Each step is described below.

1. Discovery

OndatraSQL scans the models/ directory for .sql, .star, and .yaml files. The file path determines the target table name:

models/staging/orders.sql  →  staging.orders
models/raw/events.sql      →  raw.events

2. Parsing

Each file is parsed for directives — SQL comments that control execution behavior:

-- @kind: merge
-- @unique_key: order_id
-- @constraint: not_null(order_id)
-- @audit: row_count(>, 0)

The SQL body (everything after the directives) is the transformation query.

3. Dependency resolution

OndatraSQL parses the SQL AST to extract table references from FROM, JOIN, CTEs, and subqueries. These references become edges in the dependency graph.

For Starlark models, query("SELECT ... FROM table") calls are followed through load() imports to extract dependencies.

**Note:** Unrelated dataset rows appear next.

PR #1236, opened 2025-09-16
Update to use payment_methods table

cynicalgeek:
The Revenues modals were missed in commit c76da10747d9dbacbc49a8b190b6c07b96c1d7a8 that queries payment_methods instead of categories. These query changes fix the Payment Method dropdowns.


johnnyq:
nice catch! Ill pull this one in

PR #1237, opened 2025-09-16
Update invoice.php - removed extra unnecessary wording

git-kup:
it always bugged me that the alert message is so bloated. i almost never go to the mail queue after sending each invoice it just doesn't make any sense


johnnyq:
agreed and I think there are many places wording could use a little sprucing
Thank you pulling in

PR #1243, opened 2025-10-17
Exports and imports all fields

Thenezzar:
Exports and imports all fields in the database for credentials except the relations


agent/post/credential.php
```diff
@@ -401,38 +402,41 @@
         $duplicate_count = 0;
         while(($column = fgetcsv($file, 1000, ",")) !== false){
             $duplicate_detect = 0;
-            // Name
```
wrongecho: Please don't remove these comments, they're useful!!

wrongecho:
Hello, thanks for the PR and sorry for the delay.

Could you update the downloadable import CSV template to match the new fields you've added please - `download_credentials_csv_template`?

PR #649, opened 2025-02-26
Abl/springboot lib

kadhonn:
well, i wanted to do something completely different but i found more and more issues i had to solve until i can start there :D 

so this PR is a lot of refactoring, it probably makes more sense to look at the individual commits and not at the whole diff

the main changes are:
1) i split the "imageBuild" task for docker builds out into it's own plugin with their configuration. that means your multiplatform docker build is now easier to maintain and create @twatzl 
2) i fixed a small issue which broke the "gradle clean build" execution, that should now work again
3) the biggest change was to the html-publisher, i split it into some sort of "publisher library" and the actual "publisher app", which makes it way easier to extend it and have multiple versions. in the library there is pretty much all the code + a spring file which automatically loads the main configuration if the library is on the classpath. so the "app" part only needs a main class and a dependency to the "lib"

and some other smaller cleanups if i happen to see something to cleanup


boudicca.base/publisher-event-html-app/.gitignore
```diff
@@ -0,0 +1,37 @@
+HELP.md
```
Yolgie, line 1: why does the publisher have it's own .gitignore?

kadhonn: i have no idea :D i removed all unneeded .gitignore files, there where more of them

PR #657, opened 2025-03-01
implement dsl for creating structured events

twatzl:
this is a draft and request for comments.

I have drafted how a kotlin DSL for creating structured events could look like.


boudicca.base/common-model/src/main/kotlin/base/boudicca/model/structured/StructuredEventBuilder.kt
```diff
@@ -0,0 +1,26 @@
...
+) : AbstractStructuredBuilder<StructuredEvent, StructuredEventBuilder>(data.toMutableMap()) {
+
+    fun withData(name: String, init: DataBuilder.() -> Unit) {
+        val builder = DataBuilder(name)
+        builder.init()
+        val dataEntries = builder.build()
+
+        this.data.putAll(dataEntries)
+    }
+
```
kadhonn, line 18: why did you remove the copy()/withName()/withStartDate() methods?

boudicca.base/common-model/src/main/kotlin/base/boudicca/model/structured/VariantConstants.kt
```diff
@@ -17,6 +17,8 @@ object VariantConstants {
         const val NUMBER_FORMAT_NAME = "number"
         const val DATE_FORMAT_NAME = "date"
         const val LIST_FORMAT_NAME = "list"
+        const val ENUM_FORMAT_NAME = "enum"
```
kadhonn, line 20: what does format=enum mean? what enum?

boudicca.base/common-model/src/main/kotlin/base/boudicca/model/structured/VariantUtils.kt
```diff
@@ -0,0 +1,30 @@
...
+fun listFormat(): Variant {
+    return Variant(VariantConstants.FORMAT_VARIANT_NAME, VariantConstants.FormatVariantConstants.MARKDOWN_FORMAT_NAME)
+}
+
+fun jsonFormat(): Variant {
+    return Variant(VariantConstants.FORMAT_VARIANT_NAME, VariantConstants.FormatVariantConstants.MARKDOWN_FORMAT_NAME)
+}
+
+fun enumFormat(): Variant {
+    return Variant(VariantConstants.FORMAT_VARIANT_NAME, VariantConstants.FormatVariantConstants.MARKDOWN_FORMAT_NAME)
```
kadhonn, line 20: enumFormat() and jsonFormat() and listFormat() all set the wrong variant value

boudicca.base/common-model/src/test/kotlin/base/boudicca/model/StructuredEventDSLTest.kt
```diff
@@ -0,0 +1,39 @@
...
+                )
+                variant(
+                    lang("de"),
+                    data = "MEINE DATEN!"
+                )
+            }
+            withData(SemanticKeys.SOURCES) {
+                variant(
+                    listFormat(),
+                    data = "[asdf.com, bsdf.com, csdf.com]"
```
kadhonn, line 30: this is why i really want typed setters for this. this value will not result in the list think it does (pretty sure at least)

boudicca.base/common-model/src/main/kotlin/base/boudicca/model/structured/StructuredEntryDSL.kt
```diff
@@ -0,0 +1,9 @@
+package base.boudicca.model.structured
+
+import java.time.OffsetDateTime
+
+fun structuredEvent(name: String, startDate: OffsetDateTime, init: StructuredEventBuilder.() -> Unit = {}): StructuredEvent {
```
kadhonn, line 5: file is named wrong, event!=entry

kadhonn (commented):
while i really like the dsl in general, i don't think it replaces the "properties" concept because at least as it is now it is way more verbose and errorprone, because you have to set all variants yourself, and not mix anything up. oh, and it does not have type safety currently

i really like it as a builder and as a possible other way for the `withKeyValuePair` method we also currently have

boudicca.base/common-model/src/main/kotlin/base/boudicca/model/structured/StructuredEventBuilder.kt
twatzl: Why do we need them?
Is there really a case where event name and start date are unknown at event creation time?

This way we can get rid of the nullability, which resolves a lot of headaches.

Similarly I do not see the use case for a copy operation?

boudicca.base/common-model/src/main/kotlin/base/boudicca/model/structured/VariantConstants.kt
twatzl: didn't we also discuss enums and json as formats for variants when we originally envisioned these variants?
Mainly we need to find a generic way to enter enums

boudicca.base/common-model/src/main/kotlin/base/boudicca/model/structured/StructuredEntryDSL.kt
twatzl: will be fixed

boudicca.base/common-model/src/test/kotlin/base/boudicca/model/StructuredEventDSLTest.kt
twatzl: will be fixed

twatzl:
pushed an update. it should now be typesafe.

we still should think about enum and json types as i would like to provide a clean and structured interface

boudicca.base/common-model/src/main/kotlin/base/boudicca/model/structured/StructuredEventBuilder.kt
kadhonn: you could just look at the usages of the methods :P in our case collectors like BrucknerhausCollector benefit from that. they have the same event at different starttimes, so they create the full event, and then iterate over all starttimes, copy the builder, set the time and call .build()

boudicca.base/common-model/src/main/kotlin/base/boudicca/model/structured/VariantConstants.kt
kadhonn: yes we did discuss it, and we have some in our semantic conventions as well. but i am not sure what marking as a format brings us. maybe just for metadata purposes, so someone knows somewhere is a enum defined? but i am really not sure

boudicca.base/common-model/src/main/kotlin/base/boudicca/model/structured/StructuredEventBuilder.kt
twatzl: Hmm. I was looking for usages, but couldn't find any. thats why i removed the. maybe i have to look again.

boudicca.base/common-model/src/main/kotlin/base/boudicca/format/DateFormatAdapter.kt
```diff
@@ -11,17 +12,16 @@ import java.time.format.DateTimeParseException
  *
  * all methods may throw exceptions on wrong formatted values
  */
-object DateFormat {
```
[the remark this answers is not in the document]
twatzl: Honestly I don't really see the point of keeping them in objects rather than in classes. All the AbstractFormatAdapter does is force "the user" to conform to a common interface that has to be fulfilled.

There is not more or less logic than before.

The only addition is that now there is a common class which can be used for parameters etc.

Also the usage is not more complicated.

before it was
```
DateFormat.parseFromString()
```

and now it became
```
DateFormatAdapter().parseFromString()
```

Testability also stays the same. The only addition is a common interface that forces developers to add a tiny bit of metadata as well.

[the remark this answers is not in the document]
kadhonn: i still see those as 2 different aspects. the first one is the parsing logic, the second one is the adapter-hierarchy. the main reason for separating these two is that one should not have to change with the other. you had to adapt and change a lot of places where those objects where already used, which you would have not to do if you simply delegated it to the objects. and similarly in the future, if we change something with the adapters we have to change everything which uses the parsing logic, and not only the DSL relevant classes

boudicca.base/common-model/src/main/kotlin/base/boudicca/model/structured/VariantConstants.kt
twatzl: i created a separate ticket for it. added them now for completeness, but left them empty as to indicate use of text format.

twatzl:
> while i really like the dsl in general, i don't think it replaces the "properties" concept because at least as it is now it is way more verbose and errorprone, because you have to set all variants yourself, and not mix anything up. oh, and it does not have type safety currently
> 
> i really like it as a builder and as a possible other way for the `withKeyValuePair` method we also currently have

Is this still relevant? 
As it is right now the "old" approach with properties still works. just the syntax is a tiny bit different and you save 2 lines.

kadhonn (changes requested):

boudicca.base/common-model/src/main/kotlin/base/boudicca/model/structured/StructuredEventBuilder.kt
kadhonn: while the change is fine with me "the new way should also have slightly improved memory performance." is not true since now you parse urls and execute CSS selectors in a loop instead of once :P

kadhonn (approved):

The graph is validated for cycles at build time.

4. Change detection

For each model, OndatraSQL determines a run type by comparing the current state against DuckLake snapshot history:

Run typeCondition
skipModel hash unchanged, no upstream changes
backfillFirst run, or model definition changed
incrementalSource data changed (detected via table_changes())
fullUpstream model was re-materialized

Change detection uses DuckLake’s table_changes() function to check each source table individually. If all sources are unchanged, the model is skipped without scanning any data.

When sources have changed, OndatraSQL further checks change_type (insert, update, delete) to determine whether the changes are insert-only — enabling more efficient processing paths for append and merge models.

5. Execution per kind

Each model kind has a different materialization strategy:

KindStrategy
tableTRUNCATE + INSERT (full rebuild)
appendINSERT new rows only (via Smart CDC)
mergeMERGE INTO on unique key (via Smart CDC)
scd2Close old versions + insert new versions
partitionDelete affected partitions + insert new data
trackedContent-hash per group, skip unchanged groups

For incremental kinds (append, merge, partition), Smart CDC rewrites the query at the AST level to read only changed rows using DuckLake time-travel.

6. Validation

Validation runs in two phases:

Constraints — executed against the temp table (before the data is written to the target). If any constraint fails, the model is aborted and no data is written.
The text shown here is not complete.